§ **Exercise prompt**: Whenever a line in the material below includes "make", copy that line.

§ **Records to process**:
PR #2143, opened 2020-03-06
remove newrelic from holochain

zippy:
## PR summary

Removes new-relic building completely from conductor for now.

## testing/benchmarking notes

## followups

## changelog

```markdown
```

## documentation


Connoropolous:
what was newrelic there for, and why take it out?

zippy:
> what was newrelic there for, and why take it out?

We added it for debugging purposes to try and track down some cross-process problems with the tracing it offeres, however it's causing problems in our holoport build chain so we need to clean it out for now.  In the "production" context rewrelic doesn't make any sense for holochain at all because it's centralized monitoring.  It may make sense to add back into sim2h_server which is a centralized service so that it can be monitored.

freesig:
This will need to be removed from holochain tracing aswell.
Let's just put it the deps under a conditional compile and make the new relic a pass through so you don't need to comment all these out

zippy:
obsolete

§ **Result for this task**:
We added it for debugging purposes to try and track down some cross-process problems with the tracing it offeres, however it's causing problems in our holoport build chain so we need to clean it out for now.  In the "production" context rewrelic doesn't make any sense for holochain at all because it's centralized monitoring.  It may make sense to add back into sim2h_server which is a centralized service so that it can be monitored.
Let's just put it the deps under a conditional compile and make the new relic a pass through so you don't need to comment all these out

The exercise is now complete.